Jim Walsh of MIT's security studies programs is one such individual who is keen to emphasise the gloomy aspects. 'We're entering a period that is especially dangerous.'

Nor should Jong-il's death encourage those who have their hearts set on regime change imposed from without. The Workers Party's statement suggests the successor is the dictator's youngest son, 27-year-old Kim Jong-un, under whose leadership 'we have to turn sadness into strength and courage, and overcome today's difficulties'.

The death of the despot after a 17-year rule provides a series of possibilities, not all of which are negative. In fact, the negative aspect will only come into play if the paranoid complexes of the regime are played into.

Internally, the regime may be fractious and the dynastic succession forged by Kim Jong-il prone to unravelling. Though little is known about Kim Jong-un, the fact that he seems somewhat green might make him vulnerable to power factions in the regime. Seoul's gesture of increased alertness across the world's most heavily armed frontier is precisely the sort of gesture that should be discouraged.

Time and again, the greatest problem with the regime has been less with its immediate neighbours than with its fear of the United States, which has made little secret of its intentions. Given the invasion of Iraq, North Korea, the third component of the 'axis of evil' so proclaimed by the Bush administration, felt it necessary to bolster the state against possible intervention.

The reason North Korea is the nuclear state it is today can be attributed not just to the ruthless regime itself, but also to the failure of Washington to keep negotiations going and instead pencilling the regime in as one in urgent need of 'regime change'.

The stance of the Obama administration is not a marked improvement. Former defense secretary Robert M. Gates had adopted the position that he 'doesn't want to buy the same horse twice.'

The demonisation of North Korea's late leader as being variously sanguinary, chain-smoking and insane did nothing to deal with the delicate crisis. If anything, it did everything to paint the various parties into corners they found enormously difficult to get out of.

A series of options have come into play. The first is to bring North Korea back into the fold of negotiations within the Six Party framework of talks that were, till they collapsed, a useful forum for deliberating over matters affecting the Korean Peninsula.

Virtually all political sides in the matter believe a regional solution to North Korean intransigence rests in an agreement that involves not merely the two Koreas, but also Japan, China, Russia and the United States. An olive branch alone is insufficient.

A formal peace treaty ending hostilities between Seoul and Pyongyang would be required, in addition to such reassurances as an affirmation of non-aggression by the United States, and a promise by Seoul not to adopt a nuclear weapons option. Economic supply to North Korea would also have to be factored into the equation.

The role of China, a long-term ally of North Korea, will be indispensable to reassuring Pyongyang as it transitions to its new regime. The support of Beijing is probably going to be guaranteed, given its continued interest in extracting natural resources at low cost from the peninsula.
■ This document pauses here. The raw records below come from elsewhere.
Issue #642, opened 2025-02-23
Confusion around setting config values


TomAugspurger:
In https://github.com/rapidsai/kvikio/pull/603#discussion_r1966604136, @bdice raised an issue that I also ran into with the `kvikio.defaults` system. We have three methods per option, typically:

- `kvikio.defaults.<option>`
- `kvikio.defaults.set_<option>`
- `kvikio.defaults.<option>_reset`

It wasn't initially clear to me which of `set_<option>` and `<option>_reset` is method that immediately sets the value, and which is the one that must be used as a context manager. And I still mix it up occasionally.

I like the way [donfig](https://donfig.readthedocs.io/en/latest/configuration.html#directly-within-python), which was based on the Dask config system, combines that into a single object that handles both immediately setting the value and is usable as a context manager.

```python
>>> kvikio.defaults.set({option: value})  # set it permenantly

>>> with kvikio.defaults.set({option: value}): ...  # set it for the lifetime of the context manager
```

bdice:
Yes, this API feels more Pythonic to me. I would support refactoring in this direction.

madsbk:
Agree, looks like a good idea!

I would be good to include config of cuFile's [`DriverProperties`](https://github.com/rapidsai/kvikio/blob/branch-25.04/python/kvikio/kvikio/_lib/cufile_driver.pyx#L47), which is currently just exposed as a class: https://github.com/rapidsai/kvikio/blob/branch-25.04/python/kvikio/kvikio/cufile_driver.py#L11

kingcrimsontianyu:
I think `DriverProperties` has already been made pretty Pythonic with the `@property` decorator. Is this what you have in mind as further improvement? @madsbk 
```python
with kvikio.cufile_driver.set({"poll_mode": True, "max_device_cache_size": 4096})
```

madsbk:
Yes, I think it would be good to use the API style.

PR #644, opened 2025-02-24
Improve config handling in cpp and python

### LINKED ISSUE #526: Pythonic bindings to cuFIle's driver properties
I would be good to expose `kvikio.cufile_driver.DriverProperties` in a Pythonic way.

kingcrimsontianyu:
Closes https://github.com/rapidsai/kvikio/issues/642
Closes #526 

This PR makes the following changes:

## Improve config setter/getter

This PR lets the properties in `kvikio.defaults` and `kvikio.cufile_driver` be set using a friendly Pythonic interface (C++ interface has also been adjusted for improved clarity). The expression below can appear standalone which sets the properties globally, or in a `with` statement which sets the properties via a context manager.

- To set one or more properties

```python
# Set the property globally.
kvikio.defaults.set({"prop1": value1, "prop2": value2})
kvikio.cufile_driver.set({"prop1": value1, "prop2": value2})

# Set the property with a context manager.
# The property automatically reverts to its old value
# after leaving the `with` block.
with kvikio.defaults.set({"prop1": value1, "prop2": value2}):
with kvikio.cufile_driver.set({"prop1": value1, "prop2": value2}):
    ...
```

- To set a single property

```python
# Set the property globally.
kvikio.defaults.set("prop", value)
kvikio.cufile_driver.set("prop", value)

# Set the property with a context manager.
# The property automatically reverts to its old value
# after leaving the `with` block.
with kvikio.defaults.set("prop", value):
with kvikio.cufile_driver.set("prop", value):
    ...
```

In addition, this PR supports the getter method:
```python
p = kvikio.defaults.get("prop",)
p = kvikio.cufile_driver.get("prop",)
```

## Deprecate the old ways of setting configs

The `<prop>_reset` and `set_<prop>` functions are now deprecated. Deprecation warnings (of type `FutureWarning`) are issued at runtime.

## Add Python function is_compat_mode_preferred

The C++ function `kvikio::defaults::is_compat_mode_preferred()` resolves and queries the current global compat mode. This PR introduces this function to Python.

### DIFF
--- a/cpp/include/kvikio/defaults.hpp
+++ b/cpp/include/kvikio/defaults.hpp
@@ -157,7 +157,7 @@ class defaults {
    *
    * Notice, it is not possible to change the default thread pool. KvikIO will
    * always use the same thread pool however it is possible to change number of
-   * threads in the pool (see `kvikio::default::set_thread_pool_nthreads`).
+   * threads in the pool (see `kvikio::default::set_thread_pool_nthreads()`).
    *
    * @return The default thread pool instance.
    */
--- a/cpp/include/kvikio/defaults.hpp
+++ b/cpp/include/kvikio/defaults.hpp
@@ -166,7 +166,7 @@ class defaults {
   /**
    * @brief Get the number of threads in the default thread pool.
    *
-   * Set the default value using `kvikio::default::set_thread_pool_nthreads` or by
+   * Set the default value using `kvikio::default::set_thread_pool_nthreads()` or by
    * setting the `KVIKIO_NTHREADS` environment variable. If not set, the default value is 1.
    *
    * @return The number of threads.
@@ -187,7 +187,7 @@ class defaults {
   /**
    * @brief Get the default task size used for parallel IO operations.
    *
-   * Set the default value using `kvikio::default::set_task_size` or by setting
+   * Set the default value using `kvikio::default::set_task_size()` or by setting
    * the `KVIKIO_TASK_SIZE` environment variable. If not set, the default value is 4 MiB.
    *
    * @return The default task size in bytes.
@@ -207,7 +207,7 @@ class defaults {
    * In order to improve performance of small IO, `.pread()` and `.pwrite()` implement a shortcut
    * that circumvent the threadpool and use the POSIX backend directly.
    *
-   * Set the default value using `kvikio::default::set_gds_threshold` or by setting the
+   * Set the default value using `kvikio::default::set_gds_threshold()` or by setting the
    * `KVIKIO_GDS_THRESHOLD` environment variable. If not set, the default value is 1 MiB.
    *
    * @return The default GDS threshold size in bytes.
@@ -258,7 +258,7 @@ class defaults {
   /**
    * @brief The list of HTTP status codes to retry.
    *
-   * Set the value using `kvikio::default::http_status_codes()` or by setting the
+   * Set the value using `kvikio::default::set_http_status_codes()` or by setting the
    * `KVIKIO_HTTP_STATUS_CODES` environment variable. If not set, the default value is
    *
    * - 429
--- a/cpp/include/kvikio/defaults.hpp
+++ b/cpp/include/kvikio/defaults.hpp
@@ -177,8 +177,7 @@ class defaults {
    * @brief Set the number of threads in the default thread pool. Waits for all currently running
    * tasks to be completed, then destroys all threads in the pool and creates a new thread pool with
    * the new number of threads. Any tasks that were waiting in the queue before the pool was reset
-   * will then be executed by the new threads. If the pool was paused before resetting it, the new
-   * pool will be paused as well.
+   * will then be executed by the new threads.
    *
    * @param nthreads The number of threads to use.
    */
--- a/cpp/include/kvikio/defaults.hpp
+++ b/cpp/include/kvikio/defaults.hpp
@@ -99,14 +99,14 @@ class defaults {
   [[nodiscard]] static CompatMode compat_mode();
 
   /**
-   * @brief Reset the value of `kvikio::defaults::compat_mode()`.
+   * @brief Set the value of `kvikio::defaults::compat_mode()`.
    *
    * Changing the compatibility mode affects all the new FileHandles whose `compat_mode` argument is
    * not explicitly set, but it never affects existing FileHandles.
    *
    * @param compat_mode Compatibility mode.
    */
-  static void compat_mode_reset(CompatMode compat_mode);
+  static void set_compat_mode(CompatMode compat_mode);
 
   /**
    * @brief Infer the `AUTO` compatibility mode from the system runtime.
@@ -157,7 +157,7 @@ class defaults {
    *
    * Notice, it is not possible to change the default thread pool. KvikIO will
    * always use the same thread pool however it is possible to change number of
-   * threads in the pool (see `kvikio::default::thread_pool_nthreads_reset()`).
+   * threads in the pool (see `kvikio::default::set_thread_pool_nthreads`).
    *
    * @return The default thread pool instance.
    */
@@ -166,7 +166,7 @@ class defaults {
   /**
    * @brief Get the number of threads in the default thread pool.
    *
-   * Set the default value using `kvikio::default::thread_pool_nthreads_reset()` or by
+   * Set the default value using `kvikio::default::set_thread_pool_nthreads` or by
    * setting the `KVIKIO_NTHREADS` environment variable. If not set, the default value is 1.
    *
    * @return The number of threads.
@@ -174,7 +174,7 @@ class defaults {
   [[nodiscard]] static unsigned int thread_pool_nthreads();
 
   /**
-   * @brief Reset the number of threads in the default thread pool. Waits for all currently running
+   * @brief Set the number of threads in the default thread pool. Waits for all currently running
    * tasks to be completed, then destroys all threads in the pool and creates a new thread pool with
    * the new number of threads. Any tasks that were waiting in the queue before the pool was reset
    * will then be executed by the new threads. If the pool was paused before resetting it, the new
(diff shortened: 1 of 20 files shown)


kingcrimsontianyu:
Forgot about cuFile's `DriverProperties`. Sending this PR to draft and working on that.

cpp/include/kvikio/defaults.hpp
```diff
@@ -166,81 +166,81 @@ class defaults {
...
    */
   [[nodiscard]] static unsigned int thread_pool_nthreads();
 
   /**
-   * @brief Reset the number of threads in the default thread pool. Waits for all currently running
+   * @brief Set the number of threads in the default thread pool. Waits for all currently running
    * tasks to be completed, then destroys all threads in the pool and creates a new thread pool with
    * the new number of threads. Any tasks that were waiting in the queue before the pool was reset
    * will then be executed by the new threads. If the pool was paused before resetting it, the new
    * pool will be paused as well.
```
madsbk, line 181:
```suggestion
   * will then be executed by the new threads.
```

python/kvikio/kvikio/defaults.py
```diff
@@ -2,11 +2,81 @@
...
+        return None
+
+    def __exit__(self, type, value, traceback):
+        for key, value in self._old_properties.items():
+            self._set_property(key, value)
+
+    def _get_property(self, property: str) -> Any:
+        if property == "num_threads":
+            property = "thread_pool_nthreads"
+        func = getattr(kvikio._lib.defaults, property)
```
TomAugspurger, line 28: What exception type do we want if a user gives a bad key name? Right now I think we'd get an `AttributeError`. Maybe a `KeyError` would be more appropriate.

python/kvikio/kvikio/defaults.py
```diff
@@ -2,11 +2,81 @@
...
+        return func()
+
+    def _set_property(self, property: str, value: Any):
+        if property == "num_threads":
+            property = "thread_pool_nthreads"
+        func = getattr(kvikio._lib.defaults, f"set_{property}")
+        func(value)
+
+
+def set(*config: Any) -> ConfigContextManager:
```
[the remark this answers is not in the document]
TomAugspurger: If we want to get fancy, we can have the `str` be a `typing.Literal` or `enum.Enum` class with the valid setting names.

python/kvikio/kvikio/defaults.py
```diff
@@ -32,45 +102,10 @@ def compat_mode() -> kvikio.CompatMode:
     return kvikio._lib.defaults.compat_mode()
 
 
-def compat_mode_reset(compatmode: kvikio.CompatMode) -> None:
```
TomAugspurger, line 35: Is it worth keeping the old way of doing things around for a bit, maybe with a `FutureWarning` warning that they'll be removed soon?

Since the `ConfigContext` handles both the `set` and `reset` modes, they can have the same implementation, which can defer to calling `ConfigContext`.

python/kvikio/kvikio/defaults.py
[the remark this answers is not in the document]
kingcrimsontianyu: Thanks. I didn't know Python has the `@overload` decorator for type checking. Great to learn something new. Modified as suggested.

This has helped to unveil a type issue that fails the type checker: `set(*config)` indicates that `config` is a positional-only parameter, whereas the overloads mean the parameters are [positional-or-keywords](https://docs.python.org/3/glossary.html#term-parameter). I've added `/` behind the parameters in the overloaded functions to indicate positional-only.

python/kvikio/kvikio/defaults.py
kingcrimsontianyu: Thanks. That makes sense. Modified as suggested.

What I've done now is to scan the `kvikio._lib.defaults` modules (on the first use of the context manager; result gets cached) to get all the getter and setter names and their function objects, and put them in getter/setter dictionaries. Now the `KeyError` will be triggered for a bad key.

python/kvikio/kvikio/defaults.py
kingcrimsontianyu: I'll add back the old API with the deprecation notice. What I'm not sure of though, is whether the deprecation warnings will be treated as errors to fail the CI. Our C++ compiler is made behave this way, so the deprecation attribute cannot be applied... I'll test the Python part.

kingcrimsontianyu: CI has passed. So the change should be good.

python/kvikio/kvikio/defaults.py
kingcrimsontianyu: Simplified implementation. Done.

python/kvikio/kvikio/cufile_driver.py
```diff
@@ -1,14 +1,116 @@
...
-from typing import Tuple
+from typing import Any, Tuple, overload
 
+import kvikio.utils
 from kvikio._lib import cufile_driver  # type: ignore
 
-# TODO: Wrap nicely, maybe as a dataclass?
-# <https://github.com/rapidsai/kvikio/issues/526>
-DriverProperties = cufile_driver.DriverProperties
+properties = cufile_driver.DriverProperties()
```
kingcrimsontianyu, line 10: I think having an instance of `DriverProperties()` would suffice. So now the settable properties in cufile driver can be set in the following ways:
```python
kvikio.cuda_driver.properties.<prop> = <value>
kvikio.cuda_driver.set("<prop>", <value>) # Can also be used in a "with" statement
kvikio.cuda_driver.set({"<prop>": <value>}) # Can also be used in a "with" statement
```
Let me know if this looks good enough to you @madsbk

madsbk (commented):
Don't we also want to use `get` for configs like `task_size`  ?

python/kvikio/kvikio/cufile_driver.py
```diff
@@ -1,14 +1,116 @@
...
+
+
+class ConfigContextManager:
```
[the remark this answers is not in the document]
kingcrimsontianyu: Done. Also added the docstring to `defaults.ConfigContextManager`.

python/kvikio/kvikio/cufile_driver.py
```diff
@@ -1,14 +1,116 @@
...
+      .. code-block:: python
+
+         kvikio.cufile_driver.properties.set("prop", value)
+
+    Parameters
+    ----------
+    config
+        The configurations. Can either be a single parameter (dict) consisting of one
+        or more properties, or two parameters key (string) and value (Any)
+        indicating a single property.
```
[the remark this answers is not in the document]
kingcrimsontianyu: Done. Also enumerated all valid values:
image

python/kvikio/kvikio/cufile_driver.py
```diff
@@ -1,14 +1,116 @@
...
+
+      .. code-block:: python
+
+         kvikio.cufile_driver.properties.set({"prop1": value1, "prop2": value2})
+
+    - To set a single property
+
+      .. code-block:: python
+
+         kvikio.cufile_driver.properties.set("prop", value)
```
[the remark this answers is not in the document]
kingcrimsontianyu: Done.

python/kvikio/kvikio/_lib/defaults.pyx
```diff
@@ -14,80 +14,86 @@ cdef extern from "<kvikio/defaults.hpp>" namespace "kvikio" nogil:
         OFF = 0
         ON = 1
         AUTO = 2
+    bool cpp_is_compat_mode_preferred \
```
kingcrimsontianyu, line 17: This additional C++ function is needed.

python/kvikio/tests/test_basic_io.py
```diff
@@ -100,17 +98,16 @@ def test_incorrect_open_mode_error(tmp_path, xp):
 
 
 @pytest.mark.skipif(
-    kvikio.defaults.compat_mode(),
```
kingcrimsontianyu, line 103: This is a minor bug. By default, compat mode is `AUTO`, not `ON`. Here we need to resolve it by using `is_compat_mode_preferred()` (which necessitates importing its C++ function as mentioned above).

docs/source/api.rst
```diff
@@ -11,6 +11,24 @@ CuFile
 .. autoclass:: IOFuture
     :members:
 
+CuFile driver
```
kingcrimsontianyu, line 14: Added this section, which is missing on the dev branch.

kingcrimsontianyu:
>Don't we also want to use get for configs like task_size ?

Done. Added the `get` method for both `kvikio.defaults` and `kvikio.cufile_driver`.

madsbk (approved):
Looks great!
Only question is if we should raise a [`DeprecationWarning`](https://docs.python.org/3/library/exceptions.html#DeprecationWarning) ?

TomAugspurger:
> Only question is if we should raise a [DeprecationWarning](https://docs.python.org/3/library/exceptions.html#DeprecationWarning) ?

My preference is usually for a `FutureWarning` if we want people to actually see them (outside of `pytest` invoked unit tests, which un-hides DeprecationWarnings).

madsbk:
> An exception to this is if it's a component that's typically used by other libraries. Maybe we do want a `DeprecationWarning` initially so that we can update `cuDF` to use the new system (I haven't checked if it actually uses the config system anywhere, rather than just docs)? But maybe that's more work than it's worth.

Exactly, KvikIO is primarily used by other libraries :)

bdice:
> My preference is usually for a `FutureWarning` if we want people to actually see them (outside of `pytest` invoked unit tests, which un-hides DeprecationWarnings).

We exclusively use FutureWarning in cuDF and have recommended all RAPIDS libraries should match that. It’s also how most PyData libraries we’ve studied handle deprecations, to ensure visibility.

kingcrimsontianyu:
Thanks for the review!

vyasr:
For posterity, some of our historical discussions around DeprecationWarning and FutureWarning can be found in:
- https://github.com/rapidsai/cudf/pull/8603#discussion_r658298855
- https://github.com/rapidsai/cudf/pull/9347#discussion_r719464496

Also worth noting that we have a pre-commit hook in cudf to enforce never using DeprecationWarning, see https://github.com/rapidsai/cudf/issues/11251 and https://github.com/rapidsai/cudf/pull/11255.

It is now more urgent than ever that the issue be resolved. The region has seen low-level skirmishes between the North and South that, while costly, have been contained.

The sinking of the South Korean naval vessel the Cheonan in March 2010 saw the death of 46 sailors. Engagements have been fought at Daecheong (10 November 2009) and Yeonpyeong (15 June 1999, 29 June 2002). As long as these continue taking place, the possibility of all-out war remains.

The only certainty now is ignorance. As a former US military commander in South Korea claimed, 'Anyone who tells you they understand what is going to happen is either lying or deceiving himself.'


Binoy KampmarkBinoy Kampmark was a Commonwealth Scholar at Selwyn College, Cambridge. He lectures at RMIT University, Melbourne. 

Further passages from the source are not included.